The Chambre Arbitrale Maritime de Paris (CAMP) is an arbitral institution first established in 1901 which specialises in the maritime sector. The CAMP has its own arbitration rules for disputes in the international maritime trade and industry (mostly recently revised in 2019). It also offers mediation services. The CAMP boasts a list of over 50 independent arbitrators with experience as either commercial maritime practitioners (ship owners, charterers, ship brokers, insurers), lawyers (maritime law professors, in-house or private counsel, judges) or maritime experts (naval architects, chief engineers, and so on).
The maritime world also benefits from the London Maritime Arbitrators Association (LMAA) which, although not a court or institution, has issued the LMAA Terms (most recently revised in 2017), a widely used set of rules in ad hoc maritime arbitrations.
Based on the above, it seems that a key benefit, perhaps the key benefit, of choosing to use a specialised arbitral institution or court is that parties are guaranteed that its decision makers have specialised knowledge in that given industry. Additional benefits include procedural rules which have been tailored to the specific sector, and often include specialised procedures for the use of technical experts.
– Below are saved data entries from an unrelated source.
PR #150, opened 2021-06-06
Add basic docker_compose tests

felixfontein:
##### SUMMARY
So we have more than nothing.

##### ISSUE TYPE
- Test Pull Request

##### COMPONENT NAME
docker_compose


aminvakil:
AFAIK `docker-compose` is not available on official repositories or it is too old.
What do you think about installing them from github directly?
Something like this:
```
---
- name: Get docker-compose checksum
  get_url:
    url: https://github.com/docker/compose/releases/download/{{ docker_compose_version }}/docker-compose-{{ ansible_system }}-{{ ansible_architecture }}.sha256
    dest: /tmp/docker_compose_checksum
    force: true

- name: Get sha256sum from docker-compose checksum file
  slurp:
    src: /tmp/docker_compose_checksum
  register: docker_compose_checksum_encoded

- name: Decode docker_compose_checksum_encoded
  set_fact:
    docker_compose_checksum: '{{ docker_compose_checksum_encoded["content"] | b64decode }}'

- name: Install docker-compose
  get_url:
    url: https://github.com/docker/compose/releases/download/{{ docker_compose_version }}/docker-compose-{{ ansible_system }}-{{ ansible_architecture }}
    dest: /usr/local/bin/docker-compose
    mode: '0755'
    owner: root
    group: root
    checksum: 'sha256:{{ docker_compose_checksum.split(" ")[0] }}'
    force: true
```
https://github.com/aminvakil/ansible-role-docker-installation/blob/master/tasks/docker-compose.yml

felixfontein:
> AFAIK `docker-compose` is not available on official repositories or it is too old.

Well, that's exactly the point of using system packages :) On the systems where it is installed with `pip`, we already get the latest version.

felixfontein:
> > AFAIK `docker-compose` is not available on official repositories or it is too old.
> 
> Well, that's exactly the point of using system packages :) On the systems where it is installed with `pip`, we already get the latest version.

aminvakil:
> > AFAIK `docker-compose` is not available on official repositories or **it is too old**.
> 
> Well, that's exactly the point of using system packages :) On the systems where it is installed with `pip`, we already get the latest version.

I have not suggested using **latest version** from github, it's just that I've seen `docker-compose` package in official repositories act buggy :) Therefore I've switched to using github.

Although if they work here and tests pass, why not?

felixfontein:
I'm not completely happy with the current setup, and there are too many places where I just disabled tests in the end, but I'm going to merge this anyway so we have something we can start working with and something we can improve :) The main problem is that docker-compose has very specific Python dependencies, so installing by `pip` is quite demanding, and installing system packages is also problematic in case Pypi packages have already installed for some of the requirements it needs.

But at least some very basic tests for docker_compose are running now, and can be improved. :)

However, other than CAS, these specialised institutions/courts are relatively new to the world of arbitration, and there is very little evidence about how much parties in a given sector are actually using them. Accordingly, the procedures and policies they have developed are relatively untested in terms of judicial scrutiny and enforceability. It is simply too early to tell whether arbitral awards issued by tribunals of a specialised institution are considered to be robust, and whether they can withstand challenges in national courts.
Amidst this era of specialised arbitration, the generalist institutions are taking measures to meet the needs of parties in specific sectors. As mentioned, the ICC has taken steps to address the needs of the financial sector and the construction sector by providing guidance about preferred procedures for disputes in those areas. Other institutions are focusing on providing parties with specialised decision makers in the form of specialised rosters or panels, with the HKIAC and the AAA taking the lead on this front. It would not be surprising if more generalist institutions followed suit.
What is clear based on the above summary is that, in an increasingly crowded field, there are more and more specialised institutions, specialised rules and specialised rosters. Although it remains to be seen whether parties in certain sectors will favour the route of specialised or generalist arbitration, parties have more options now than ever before.